* **What needs to be done**
A verbatim reproduction of the lines below, from the line containing "PR #3990, opened 2026-04-05" through the line containing "### LINKED ISSUE #3366: Support", both ends included, is the whole required output.

Data items
■ ■ ■ ■ ■ ■ ■

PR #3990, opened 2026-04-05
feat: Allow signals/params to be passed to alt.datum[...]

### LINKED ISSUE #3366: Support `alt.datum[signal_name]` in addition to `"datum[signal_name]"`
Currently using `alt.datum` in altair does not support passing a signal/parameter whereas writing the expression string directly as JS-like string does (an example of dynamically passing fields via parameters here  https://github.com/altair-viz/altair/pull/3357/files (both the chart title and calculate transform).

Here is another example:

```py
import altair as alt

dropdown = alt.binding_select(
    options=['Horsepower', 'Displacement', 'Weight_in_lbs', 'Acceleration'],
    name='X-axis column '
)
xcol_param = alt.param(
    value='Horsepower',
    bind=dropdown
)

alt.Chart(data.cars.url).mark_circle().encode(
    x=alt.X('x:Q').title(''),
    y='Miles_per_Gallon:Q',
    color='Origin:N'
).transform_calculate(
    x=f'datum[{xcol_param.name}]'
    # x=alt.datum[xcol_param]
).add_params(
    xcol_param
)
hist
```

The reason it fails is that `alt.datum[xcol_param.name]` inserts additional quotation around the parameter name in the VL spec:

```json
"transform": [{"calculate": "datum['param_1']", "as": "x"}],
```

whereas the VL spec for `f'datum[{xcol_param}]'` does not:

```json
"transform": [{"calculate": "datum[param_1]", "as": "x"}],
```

■ ■ ■ ■ ■ ■ ■

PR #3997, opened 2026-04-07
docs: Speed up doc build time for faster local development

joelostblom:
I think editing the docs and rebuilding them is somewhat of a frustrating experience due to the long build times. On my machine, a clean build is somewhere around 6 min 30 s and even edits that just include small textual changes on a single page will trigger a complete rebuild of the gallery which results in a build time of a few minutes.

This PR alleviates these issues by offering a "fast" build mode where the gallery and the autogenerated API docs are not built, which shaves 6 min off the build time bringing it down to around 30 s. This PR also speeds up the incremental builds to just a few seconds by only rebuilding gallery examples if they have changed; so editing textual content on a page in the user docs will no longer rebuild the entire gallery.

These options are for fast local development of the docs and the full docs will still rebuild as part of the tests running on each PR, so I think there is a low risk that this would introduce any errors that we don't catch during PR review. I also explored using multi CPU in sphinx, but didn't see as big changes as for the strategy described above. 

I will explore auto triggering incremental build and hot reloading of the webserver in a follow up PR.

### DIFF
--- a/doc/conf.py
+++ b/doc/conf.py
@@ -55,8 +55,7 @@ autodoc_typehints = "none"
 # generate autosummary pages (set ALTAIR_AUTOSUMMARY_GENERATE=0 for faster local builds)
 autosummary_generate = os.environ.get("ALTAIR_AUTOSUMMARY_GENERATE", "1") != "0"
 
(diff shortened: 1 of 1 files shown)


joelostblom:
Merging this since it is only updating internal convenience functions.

■ ■ ■ ■ ■ ■ ■

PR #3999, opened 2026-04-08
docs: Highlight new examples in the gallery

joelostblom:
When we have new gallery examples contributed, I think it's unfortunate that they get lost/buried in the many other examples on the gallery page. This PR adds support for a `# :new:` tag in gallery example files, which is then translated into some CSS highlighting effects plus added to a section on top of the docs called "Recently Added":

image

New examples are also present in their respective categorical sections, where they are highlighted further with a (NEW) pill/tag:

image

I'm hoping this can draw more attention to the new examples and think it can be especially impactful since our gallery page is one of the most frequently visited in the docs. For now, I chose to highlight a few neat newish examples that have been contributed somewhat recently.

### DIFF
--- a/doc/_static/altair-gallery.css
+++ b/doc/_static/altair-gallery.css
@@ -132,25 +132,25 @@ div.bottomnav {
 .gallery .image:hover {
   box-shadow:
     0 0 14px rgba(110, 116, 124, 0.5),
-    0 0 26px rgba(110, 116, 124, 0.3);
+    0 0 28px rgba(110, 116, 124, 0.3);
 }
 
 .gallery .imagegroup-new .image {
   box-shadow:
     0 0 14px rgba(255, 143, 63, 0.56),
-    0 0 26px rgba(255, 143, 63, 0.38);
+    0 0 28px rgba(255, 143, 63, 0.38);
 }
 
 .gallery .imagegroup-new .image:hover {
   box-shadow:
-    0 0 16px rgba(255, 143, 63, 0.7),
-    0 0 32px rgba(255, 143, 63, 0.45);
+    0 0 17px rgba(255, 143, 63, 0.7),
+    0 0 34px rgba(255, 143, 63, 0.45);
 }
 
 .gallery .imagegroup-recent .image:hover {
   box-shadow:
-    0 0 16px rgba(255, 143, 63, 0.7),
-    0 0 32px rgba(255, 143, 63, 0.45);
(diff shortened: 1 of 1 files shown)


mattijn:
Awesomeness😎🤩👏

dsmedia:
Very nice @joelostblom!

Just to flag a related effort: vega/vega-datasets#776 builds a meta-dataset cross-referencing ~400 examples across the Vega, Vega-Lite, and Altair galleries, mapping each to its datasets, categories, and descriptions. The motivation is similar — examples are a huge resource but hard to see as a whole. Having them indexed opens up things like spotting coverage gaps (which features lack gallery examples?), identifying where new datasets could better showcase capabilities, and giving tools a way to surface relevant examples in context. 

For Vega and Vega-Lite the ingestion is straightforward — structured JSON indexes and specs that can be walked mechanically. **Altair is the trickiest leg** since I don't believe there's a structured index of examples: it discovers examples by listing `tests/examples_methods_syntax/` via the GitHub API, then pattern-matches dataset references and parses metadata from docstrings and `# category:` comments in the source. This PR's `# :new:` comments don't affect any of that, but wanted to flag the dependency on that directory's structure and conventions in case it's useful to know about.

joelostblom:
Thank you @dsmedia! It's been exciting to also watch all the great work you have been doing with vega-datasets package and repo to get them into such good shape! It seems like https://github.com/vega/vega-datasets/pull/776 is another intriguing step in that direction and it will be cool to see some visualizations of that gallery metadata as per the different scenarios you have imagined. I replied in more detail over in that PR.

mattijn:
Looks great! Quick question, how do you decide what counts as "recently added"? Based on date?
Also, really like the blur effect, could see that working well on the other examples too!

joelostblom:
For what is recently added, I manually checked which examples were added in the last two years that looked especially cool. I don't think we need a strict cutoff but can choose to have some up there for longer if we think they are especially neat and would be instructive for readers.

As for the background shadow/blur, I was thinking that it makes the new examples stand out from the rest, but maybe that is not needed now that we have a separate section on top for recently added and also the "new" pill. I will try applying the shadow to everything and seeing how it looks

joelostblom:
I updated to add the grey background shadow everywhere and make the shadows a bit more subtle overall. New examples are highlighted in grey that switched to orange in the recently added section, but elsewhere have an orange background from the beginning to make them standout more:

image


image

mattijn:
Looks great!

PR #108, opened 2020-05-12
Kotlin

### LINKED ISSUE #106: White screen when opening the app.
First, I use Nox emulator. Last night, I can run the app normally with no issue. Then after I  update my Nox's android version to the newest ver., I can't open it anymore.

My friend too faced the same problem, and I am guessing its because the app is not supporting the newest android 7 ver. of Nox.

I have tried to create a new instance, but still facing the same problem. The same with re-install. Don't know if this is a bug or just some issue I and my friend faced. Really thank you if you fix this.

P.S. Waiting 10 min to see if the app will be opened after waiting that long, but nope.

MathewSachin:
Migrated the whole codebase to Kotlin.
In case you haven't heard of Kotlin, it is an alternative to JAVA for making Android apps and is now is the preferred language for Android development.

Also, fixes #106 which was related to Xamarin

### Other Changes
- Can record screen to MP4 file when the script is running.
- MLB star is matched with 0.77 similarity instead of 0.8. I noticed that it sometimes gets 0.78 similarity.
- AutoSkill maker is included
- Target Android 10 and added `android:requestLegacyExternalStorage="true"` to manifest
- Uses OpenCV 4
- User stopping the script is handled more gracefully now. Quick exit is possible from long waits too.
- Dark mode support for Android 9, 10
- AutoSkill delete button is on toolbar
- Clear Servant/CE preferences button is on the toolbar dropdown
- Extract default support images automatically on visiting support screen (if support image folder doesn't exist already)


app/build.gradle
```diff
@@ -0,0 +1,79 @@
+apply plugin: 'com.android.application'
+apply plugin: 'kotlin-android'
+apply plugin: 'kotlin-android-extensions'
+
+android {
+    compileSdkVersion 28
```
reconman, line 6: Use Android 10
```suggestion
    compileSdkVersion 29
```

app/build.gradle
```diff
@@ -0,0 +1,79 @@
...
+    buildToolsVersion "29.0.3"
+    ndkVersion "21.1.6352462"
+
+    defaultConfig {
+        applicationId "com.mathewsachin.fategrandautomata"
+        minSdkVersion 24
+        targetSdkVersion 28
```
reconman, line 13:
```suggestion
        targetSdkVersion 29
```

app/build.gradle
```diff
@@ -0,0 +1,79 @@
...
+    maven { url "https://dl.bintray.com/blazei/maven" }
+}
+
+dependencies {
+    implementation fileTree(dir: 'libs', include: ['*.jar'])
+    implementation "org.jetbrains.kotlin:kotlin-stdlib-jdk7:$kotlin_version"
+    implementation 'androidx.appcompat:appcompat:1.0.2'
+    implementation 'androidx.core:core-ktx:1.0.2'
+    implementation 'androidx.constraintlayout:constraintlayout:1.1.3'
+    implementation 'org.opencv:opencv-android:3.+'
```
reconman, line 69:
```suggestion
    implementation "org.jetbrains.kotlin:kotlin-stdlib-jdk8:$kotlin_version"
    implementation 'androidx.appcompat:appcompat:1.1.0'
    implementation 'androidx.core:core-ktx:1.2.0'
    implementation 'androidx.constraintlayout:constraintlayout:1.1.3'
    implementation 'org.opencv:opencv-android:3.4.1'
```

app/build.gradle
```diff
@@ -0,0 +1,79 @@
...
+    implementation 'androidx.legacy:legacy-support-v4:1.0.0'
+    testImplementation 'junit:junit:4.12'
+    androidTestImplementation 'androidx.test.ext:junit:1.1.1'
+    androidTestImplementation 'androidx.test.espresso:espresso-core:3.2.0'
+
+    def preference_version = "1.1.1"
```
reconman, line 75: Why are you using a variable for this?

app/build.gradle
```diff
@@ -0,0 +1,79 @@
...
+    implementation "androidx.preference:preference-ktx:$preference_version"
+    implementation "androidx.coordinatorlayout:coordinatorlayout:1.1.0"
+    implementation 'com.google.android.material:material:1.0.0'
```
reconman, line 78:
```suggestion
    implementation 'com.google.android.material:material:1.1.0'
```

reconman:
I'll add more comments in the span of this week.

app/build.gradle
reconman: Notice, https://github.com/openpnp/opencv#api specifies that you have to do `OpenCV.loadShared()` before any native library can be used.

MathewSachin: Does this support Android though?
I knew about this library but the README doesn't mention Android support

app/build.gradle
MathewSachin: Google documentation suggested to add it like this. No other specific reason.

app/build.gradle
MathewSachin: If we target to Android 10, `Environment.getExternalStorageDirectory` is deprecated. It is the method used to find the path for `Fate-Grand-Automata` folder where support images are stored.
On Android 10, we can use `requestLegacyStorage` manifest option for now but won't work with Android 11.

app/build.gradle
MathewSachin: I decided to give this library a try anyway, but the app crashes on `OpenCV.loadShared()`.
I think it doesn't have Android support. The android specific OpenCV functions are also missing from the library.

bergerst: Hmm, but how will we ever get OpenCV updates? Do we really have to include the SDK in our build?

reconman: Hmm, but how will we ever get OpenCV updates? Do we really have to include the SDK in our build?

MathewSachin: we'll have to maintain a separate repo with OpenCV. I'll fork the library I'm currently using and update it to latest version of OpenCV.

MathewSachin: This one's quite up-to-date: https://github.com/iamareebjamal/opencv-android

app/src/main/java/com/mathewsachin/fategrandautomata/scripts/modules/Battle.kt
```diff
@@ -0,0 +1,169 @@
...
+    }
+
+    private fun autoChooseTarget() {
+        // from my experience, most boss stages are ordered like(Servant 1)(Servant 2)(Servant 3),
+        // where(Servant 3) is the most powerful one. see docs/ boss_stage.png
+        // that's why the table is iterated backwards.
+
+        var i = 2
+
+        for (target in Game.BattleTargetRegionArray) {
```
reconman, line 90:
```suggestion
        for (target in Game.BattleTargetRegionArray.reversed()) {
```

■ ■ ■ ■ ■ ■ ■

* **Reply**
PR #3990, opened 2026-04-05
feat: Allow signals/params to be passed to alt.datum[...]

### LINKED ISSUE #3366: Support `alt.datum[signal_name]` in addition to `"datum[signal_name]"`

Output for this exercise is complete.